PR #1322, opened 2026-08-27
Feat/left project error data

### LINKED ISSUE #1313: feat: typed ProjectLeftError from methods prohibited on a left project
`leaveProject()` deliberately keeps the project instance alive — the auth namespace stays open so the LEFT role record can sync to peers — but guts everything else: `kClearData` closes and unlinks the config and data stores, and closes the writer cores and deletes others' data for the config, data, blob and blobIndex namespaces.

The problem is what a caller sees afterwards. Writes fail with an untyped hypercore session-closed error from the closed writer core. Reads fail with a bare `Error: Cannot await idle after closing` thrown by multi-core-indexer. Neither error says "you left this project", and neither is distinguishable from a transient close. Any consumer that wants to render a coherent left-project state — a frontend, or an RPC layer forwarding these errors (see digidem/comapeo-ipc#88) — has to sniff error strings.

Proposal: the instance should know it is left (the manager knows `hasLeftProject` when it constructs the instance, and `kClearData` is the choke point for both the leave path and the crash-recovery re-gut in `getProject`). Methods prohibited on a left project throw a typed `ProjectLeftError` with a stable code, and the state is directly readable (`project.isLeft` or similar). On the code itself: our convention in `src/errors.js` is an `_ERROR` suffix, so `PROJECT_LEFT_ERROR` matches — but the IPC layer currently ships `PROJECT_LEFT`, and since this code becomes a cross-process wire contract it should be picked once, deliberately, and kept stable.

Surfaces to convert: the data-type CRUD methods, `$setProjectSettings`, `$blobs`, `$icons`, and the export methods. Unchanged: `$getOwnRole`, `$sync`, and the `$getProjectSettings` fallback, which all work today.

One surface needs an actual decision rather than a mechanical conversion: `$member.getMany()` throws on a left project because of its top-level `this.#dataTypes.deviceInfo.getMany()` call (deviceInfo is config-namespace). The per-member join is already left-tolerant, so the fix is small — and worth making, because role changes invalidate members queries downstream, meaning the leave flow itself hits this path. `getById(ownDeviceId)` also throws (`MissingOwnDeviceInfoError`). Making member reads degrade to deviceId-only info would let a left project's membership still render.

RangerMauve:
closes https://github.com/digidem/comapeo-core/issues/1313

We should have reasonable errors after we leave a project.
Also we should be able to do a basic member list even if their names are cleared.

### DIFF
--- a/src/mapeo-manager.js
+++ b/src/mapeo-manager.js
@@ -13,7 +13,6 @@ import { IndexWriter } from './index-writer/index.js'
 import {
   MapeoProject,
   kBlobStore,
-  kClearData,
   kProjectLeave,
   kSetIsArchiveDevice,
   kSetOwnDeviceInfo,
@@ -588,7 +587,7 @@ export class MapeoManager extends TypedEmitter {
     // trying to create a project instance if we have marked the project as
     // "left".
     if (projectKeysTableResult.hasLeftProject) {
-      await project[kClearData]()
+      await project[kProjectLeave]()
     }
 
     // 3. Keep track of project instance as we know it's a properly existing project
--- a/src/mapeo-project.js
+++ b/src/mapeo-project.js
@@ -969,6 +969,7 @@ export class MapeoProject extends ReadyResource {
     })
   }
 
+  /** Leave the project and clear the data. Does not re-assign role when already left */
   async [kProjectLeave]() {
     const { roleId } = await this.$getOwnRole()
 
--- a/src/mapeo-project.js
+++ b/src/mapeo-project.js
@@ -121,19 +121,22 @@ const EMPTY_PROJECT_SETTINGS = Object.freeze({ sendStats: false })
  */
 
 /**
- * @param {any} target
- * @returns {any}
+ * @template T
+ * @param {T} target
+ * @returns {T}
  */
 function createProjectLeftMock(target) {
-  return new Proxy(target, {
-    get(obj, prop) {
-      const value = Reflect.get(obj, prop)
-      if (typeof value === 'function') {
-        return () => Promise.reject(new ProjectLeftError())
-      }
-      return value
-    },
-  })
+  return /** @type {T} */ (
+    new Proxy(/** @type {object} */ (target), {
+      get(obj, prop) {
+        const value = Reflect.get(obj, prop)
+        if (typeof value === 'function') {
+          return () => Promise.reject(new ProjectLeftError())
+        }
+        return value
+      },
+    })
+  )
 }
 
 export class MapeoProject extends ReadyResource {
--- a/src/mapeo-project.js
+++ b/src/mapeo-project.js
@@ -970,9 +970,9 @@ export class MapeoProject extends ReadyResource {
   }
 
   async [kProjectLeave]() {
-    const ownRole = await this.$getOwnRole()
+    const { roleId } = await this.$getOwnRole()
 
-    if (ownRole.roleId !== BLOCKED_ROLE_ID) {
+    if (roleId !== BLOCKED_ROLE_ID && roleId !== LEFT_ROLE_ID) {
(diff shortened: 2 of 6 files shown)


src/mapeo-project.js
```diff
@@ -664,19 +687,26 @@ export class MapeoProject extends ReadyResource {
   }
 
   get observation() {
+    if (this.#hasLeft) return createProjectLeftMock(this.#dataTypes.observation)
```
gmaclennan, line 691: minor, but this creates a new instance every time, so `project.observation !== project.observation` and I guess if we hammered the API there would be a lot of proxy objects to garbage collect, but they are low overhead so probably not a huge issue.

src/mapeo-project.js
```diff
@@ -141,6 +162,8 @@ export class MapeoProject extends ReadyResource {
   #l
   /** @type {Boolean} this avoids loading multiple configs in parallel */
   #importingCategories
+  /** @type {Boolean} */
+  #hasLeft = false
```
gmaclennan, line 167: After restart this remains false. Not an issue right now since I don't think there is code where we call `manager.getProject()` on a left project, but it would be good if the manager could call this when it reads `hasLeftProject` in the `getProject()` code.

src/member-api.js
```diff
@@ -634,7 +634,8 @@ export class MemberApi extends TypedEmitter {
   async getMany({ includeLeft = false } = {}) {
     const [allRoles, allDeviceInfo] = await Promise.all([
       this.#roles.getAll(),
-      this.#dataTypes.deviceInfo.getMany(),
+      // If we can't get info due to leave, still allow listing
+      this.#dataTypes.deviceInfo.getMany().catch(() => []),
```
gmaclennan: This swallows legitimate errors from `getMany()`. I think maybe it's better to just let this throw if we've left?

gmaclennan (changes requested):
A few paths missing the left error I think:

- `$member.getById(ownDeviceId)`
- `$setProjectSettings()`
- geoJSON and zip exports

And also `project.$blobs` - it will still act as if it's working I think.

Minor, but the translations API has a public method `project.$translations.index()` which is synchronous, and the error proxy makes it throw async. I don't think there is a use for this method on the public API, but it's a future "gotcha". We could maybe move that to being a private method, but that's beyond the scope of this PR. Maybe ok to leave and address later since it doesn'at affect anything yet?

src/mapeo-project.js
RangerMauve: I think unless we hit a hot path with this case it should be safe.

src/mapeo-project.js
RangerMauve: we clear left projects on load so I can make sure that we track this flag for that case.

https://github.com/digidem/comapeo-core/blob/c7e2ce18084f3d8a363277a69f3cd4573c5cf186/src/mapeo-manager.js#L590

src/mapeo-manager.js
```diff
@@ -588,7 +587,7 @@ export class MapeoManager extends TypedEmitter {
     // trying to create a project instance if we have marked the project as
     // "left".
     if (projectKeysTableResult.hasLeftProject) {
-      await project[kClearData]()
+      await project[kProjectLeave]()
```
gmaclennan, line 590: This writes a new role record (left role) every time we call `getProject()` - shouldn't do that.

RangerMauve: We get own role already so can add a check there

src/mapeo-project.js
```diff
@@ -970,9 +970,9 @@ export class MapeoProject extends ReadyResource {
   }
 
   async [kProjectLeave]() {
```
gmaclennan, line 973: possibly worth a short comment that this is not idempotent (is that the right word?) now.

gmaclennan (approved):
small comment, good to merge.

•••••

▶ _HOW TO COMPLETE THIS TASK_
Restate the material above word for word, leaving nothing out.

▶ _YOUR RESPONSE_
PR #1322, opened 2026-08-27
Feat/left project error data

### LINKED ISSUE #1313: feat: typed ProjectLeftError from methods prohibited on a left project
`leaveProject()` deliberately keeps the project instance alive — the auth namespace stays open so the LEFT role record can sync to peers — but guts everything else: `kClearData` closes and unlinks the config and data stores, and closes the writer cores and deletes others' data for the config, data, blob and blobIndex namespaces.

The problem is what a caller sees afterwards. Writes fail with an untyped hypercore session-closed error from the closed writer core. Reads fail with a bare `Error: Cannot await idle after closing` thrown by multi-core-indexer. Neither error says "you left this project", and neither is distinguishable from a transient close. Any consumer that wants to render a coherent left-project state — a frontend, or an RPC layer forwarding these errors (see digidem/comapeo-ipc#88) — has to sniff error strings.

Proposal: the instance should know it is left (the manager knows `hasLeftProject` when it constructs the instance, and `kClearData` is the choke point for both the leave path and the crash-recovery re-gut in `getProject`). Methods prohibited on a left project throw a typed `ProjectLeftError` with a stable code, and the state is directly readable (`project.isLeft` or similar). On the code itself: our convention in `src/errors.js` is an `_ERROR` suffix, so `PROJECT_LEFT_ERROR` matches — but the IPC layer currently ships `PROJECT_LEFT`, and since this code becomes a cross-process wire contract it should be picked once, deliberately, and kept stable.

Surfaces to convert: the data-type CRUD methods, `$setProjectSettings`, `$blobs`, `$icons`, and the export methods. Unchanged: `$getOwnRole`, `$sync`, and the `$getProjectSettings` fallback, which all work today.

One surface needs an actual decision rather than a mechanical conversion: `$member.getMany()` throws on a left project because of its top-level `this.#dataTypes.deviceInfo.getMany()` call (deviceInfo is config-namespace). The per-member join is already left-tolerant, so the fix is small — and worth making, because role changes invalidate members queries downstream, meaning the leave flow itself hits this path. `getById(ownDeviceId)` also throws (`MissingOwnDeviceInfoError`). Making member reads degrade to deviceId-only info would let a left project's membership still render.

RangerMauve:
closes https://github.com/digidem/comapeo-core/issues/1313

We should have reasonable errors after we leave a project.
Also we should be able to do a basic member list even if their names are cleared.

### DIFF
--- a/src/mapeo-manager.js
+++ b/src/mapeo-manager.js
@@ -13,7 +13,6 @@ import { IndexWriter } from './index-writer/index.js'
 import {
   MapeoProject,
   kBlobStore,
-  kClearData,
   kProjectLeave,
   kSetIsArchiveDevice,
   kSetOwnDeviceInfo,
@@ -588,7 +587,7 @@ export class MapeoManager extends TypedEmitter {
     // trying to create a project instance if we have marked the project as
     // "left".
     if (projectKeysTableResult.hasLeftProject) {
-      await project[kClearData]()
+      await project[kProjectLeave]()
     }
 
     // 3. Keep track of project instance as we know it's a properly existing project
--- a/src/mapeo-project.js
+++ b/src/mapeo-project.js
@@ -969,6 +969,7 @@ export class MapeoProject extends ReadyResource {
     })
   }
 
+  /** Leave the project and clear the data. Does not re-assign role when already left */
   async [kProjectLeave]() {
     const { roleId } = await this.$getOwnRole()
 
--- a/src/mapeo-project.js
+++ b/src/mapeo-project.js
@@ -121,19 +121,22 @@ const EMPTY_PROJECT_SETTINGS = Object.freeze({ sendStats: false })
  */
 
 /**
- * @param {any} target
- * @returns {any}
+ * @template T
+ * @param {T} target
+ * @returns {T}
  */
 function createProjectLeftMock(target) {
-  return new Proxy(target, {
-    get(obj, prop) {
-      const value = Reflect.get(obj, prop)
-      if (typeof value === 'function') {
-        return () => Promise.reject(new ProjectLeftError())
-      }
-      return value
-    },
-  })
+  return /** @type {T} */ (
+    new Proxy(/** @type {object} */ (target), {
+      get(obj, prop) {
+        const value = Reflect.get(obj, prop)
+        if (typeof value === 'function') {
+          return () => Promise.reject(new ProjectLeftError())
+        }
+        return value
+      },
+    })
+  )
 }
 
 export class MapeoProject extends ReadyResource {
--- a/src/mapeo-project.js
+++ b/src/mapeo-project.js
@@ -970,9 +970,9 @@ export class MapeoProject extends ReadyResource {
   }
 
   async [kProjectLeave]() {
-    const ownRole = await this.$getOwnRole()
+    const { roleId } = await this.$getOwnRole()
 
-    if (ownRole.roleId !== BLOCKED_ROLE_ID) {
+    if (roleId !== BLOCKED_ROLE_ID && roleId !== LEFT_ROLE_ID) {
(diff shortened: 2 of 6 files shown)


src/mapeo-project.js
```diff
@@ -664,19 +687,26 @@ export class MapeoProject extends ReadyResource {
   }
 
   get observation() {
+    if (this.#hasLeft) return createProjectLeftMock(this.#dataTypes.observation)
```
gmaclennan, line 691: minor, but this creates a new instance every time, so `project.observation !== project.observation` and I guess if we hammered the API there would be a lot of proxy objects to garbage collect, but they are low overhead so probably not a huge issue.

src/mapeo-project.js
```diff
@@ -141,6 +162,8 @@ export class MapeoProject extends ReadyResource {
   #l
   /** @type {Boolean} this avoids loading multiple configs in parallel */
   #importingCategories
+  /** @type {Boolean} */
+  #hasLeft = false
```
gmaclennan, line 167: After restart this remains false. Not an issue right now since I don't think there is code where we call `manager.getProject()` on a left project, but it would be good if the manager could call this when it reads `hasLeftProject` in the `getProject()` code.

src/member-api.js
```diff
@@ -634,7 +634,8 @@ export class MemberApi extends TypedEmitter {
   async getMany({ includeLeft = false } = {}) {
     const [allRoles, allDeviceInfo] = await Promise.all([
       this.#roles.getAll(),
-      this.#dataTypes.deviceInfo.getMany(),
+      // If we can't get info due to leave, still allow listing
+      this.#dataTypes.deviceInfo.getMany().catch(() => []),
```
gmaclennan: This swallows legitimate errors from `getMany()`. I think maybe it's better to just let this throw if we've left?

gmaclennan (changes requested):
A few paths missing the left error I think:

- `$member.getById(ownDeviceId)`
- `$setProjectSettings()`
- geoJSON and zip exports

And also `project.$blobs` - it will still act as if it's working I think.

Minor, but the translations API has a public method `project.$translations.index()` which is synchronous, and the error proxy makes it throw async. I don't think there is a use for this method on the public API, but it's a future "gotcha". We could maybe move that to being a private method, but that's beyond the scope of this PR. Maybe ok to leave and address later since it doesn'at affect anything yet?

src/mapeo-project.js
RangerMauve: I think unless we hit a hot path with this case it should be safe.

src/mapeo-project.js
RangerMauve: we clear left projects on load so I can make sure that we track this flag for that case.

https://github.com/digidem/comapeo-core/blob/c7e2ce18084f3d8a363277a69f3cd4573c5cf186/src/mapeo-manager.js#L590

src/mapeo-manager.js
```diff
@@ -588,7 +587,7 @@ export class MapeoManager extends TypedEmitter {
     // trying to create a project instance if we have marked the project as
     // "left".
     if (projectKeysTableResult.hasLeftProject) {
-      await project[kClearData]()
+      await project[kProjectLeave]()
```
gmaclennan, line 590: This writes a new role record (left role) every time we call `getProject()` - shouldn't do that.

RangerMauve: We get own role already so can add a check there

src/mapeo-project.js
```diff
@@ -970,9 +970,9 @@ export class MapeoProject extends ReadyResource {
   }
 
   async [kProjectLeave]() {
```
gmaclennan, line 973: possibly worth a short comment that this is not idempotent (is that the right word?) now.

gmaclennan (approved):
small comment, good to merge.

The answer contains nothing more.